Submitted November 10, 2005
Accepted October 10, 2006
Enhanced natural killer cell and erythropoietic activities in VEGF-A-overexpressing mice delay F-MuLV-induced erythroleukemia
David Cervi, Yuval Shaked, Mehran Haeri, Tatiana Usenko, Christina R Lee, Jody J Haigh, Andras Nagy, Robert S Kerbel, Eitan Yefenof, and Yaacov Ben-David*
Sunnybrook Health Sciences Centre, Canada
Flanders Interuniversity Institute for Biotechnology (FIB), Ghent University, Belgium
Samuel Lunenfeld Research Institute, Mount Sinai Hospital, Canada
Lautenberg Center of Immunology, Hadassah Medical School, Israel
* Corresponding author; email: bendavid{at}sri.utoronto.ca.
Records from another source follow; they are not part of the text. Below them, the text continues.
PR #13265, opened 2025-05-07
Update to ruby/spec@d8bacef

andrykonchin:

cc @eregon


andrykonchin:
New specs for Digest fail to build a native extension on CI:

```
    3300 .digest_spec.c:4:10: fatal error: ruby/digest.h: No such file or directory
      4 | #include "ruby/digest.h"
        |          ^~~~~~~~~~~~~~~
  compilation terminated.
  make[1]: *** [Makefile:252: digest_spec.o] Error 1
```

https://github.com/ruby/ruby/actions/runs/14882697018/job/41794332898?pr=13265
https://github.com/ruby/ruby/actions/runs/14882697027/job/41794334147?pr=13265

Wondering what's a proper way to fix this issue. Cannot reproduce this failure running specs manually with MSpec and Ruby 3.5.0 dev

eregon:
@nobu Could you help here? How should the `digest.h` header be found in `make test-spec`?

eregon:
The `extconf.rb` is created here: https://github.com/ruby/spec/blob/d8bacef459831bd410d6df375cd65e6e7b33c3b1/optional/capi/spec_helper.rb#L77-L84

If we need different behavior for `make test-spec` in CRuby you can use `MSpecScript.instance_variable_defined?(:@testing_ruby)` which returns true only in that case (example usages: https://github.com/search?q=repo%3Aruby%2Fspec%20testing_ruby&type=code).

andrykonchin:
Seems there is also a similar issue with `make` command, it fails with:

```
../src/spec/ruby/optional/capi/ext/digest_spec.c:4:10: fatal error: ruby/digest.h: No such file or directory
    4 | #include "ruby/digest.h"
      |          ^~~~~~~~~~~~~~~
compilation terminated.
```
https://github.com/ruby/ruby/actions/runs/14887591192/job/41811251631?pr=13265
https://github.com/ruby/ruby/actions/runs/14887591241/job/41811259477?pr=13265
https://github.com/ruby/ruby/actions/runs/14887591248/job/41811278856?pr=13265

eregon:
The problem with https://github.com/ruby/ruby/actions/runs/14935951886/job/41963330473?pr=13265 is it does:
```
/github/workspace/src/configure -C --with-gcc=clang-21 --enable-debug-env --disable-install-doc --with-ext=-test-/cxxanyargs,+ --enable-shared --without-valgrind --without-jemalloc --without-gmp CFLAGS= CXXFLAGS= optflags=-O1 cppflags= debugflags=-ggdb3
```
Notably that `--with-ext=-test-/cxxanyargs,+`.
That means there is no `.ext/include/ruby/digest`:
```
$ tree .ext                   
.ext
├── common
├── include
│   └── x86_64-linux
│       └── ruby
│           └── config.h
└── x86_64-linux
```

So there is no way to build those C API specs at that time.

I think building C API specs from Makefile is too hard to maintain, I try to disable it.

eregon:
IMO this is a perfect example of the complications of trying to run specs on not-yet-installed not-yet-full CRuby.
Other Ruby implementations run specs on a fully-built Ruby, and it just works and avoids all these headaches.
I think CRuby devs should really make it faster/easier to build a fully-built Ruby locally, make that the default, and stop hacking around makefiles in ways which are far too complicated.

We have previously reported that VEGF-A, in combination with MCP-5, contributes to leukemia progression within the splenic microenvironment of mice infected with F-MuLV. To study the influence of constitutively elevated VEGF-A levels on the progression of erythroleukemia, mice heterozygous for a VEGF-A "hypermorphic" allele (VEGFhi/+) were inoculated with F-MuLV. Unexpectedly, a significant delay in erythroleukemia was observed in VEGFhi/+ mice when compared to wild-type controls. These results suggested an altered physiological response arising from elevated VEGF-A levels that decelerated erythroleukemic progression. Characterization of hematopoiesis in VEGFhi/+ spleens showed a higher natural killer cell activity, elevated B-cells and a decrease in T-cell number. Furthermore, higher erythroid progenitors; i.e., CD34+, CD36+ and Ter119+ cells were evident in the bone marrow, spleen and peripheral blood of VEGFhi/+ mice. The CFU-E counts were significantly increased in VEGFhi/+ bone-marrow cultures and this elevation was blocked by a neutralizing antibody to VEGF-A receptor (VEGFR-2). Moreover, erythroleukemic mice were treated with recombinant erythropoietin and similar to diseased VEGFhi/+ mice, showed a delay in disease progression. We propose that a compensatory erythropoietic response combined with increased NK cell activity account for the extended survival of erythroleukemic, VEGFhi/+ mice.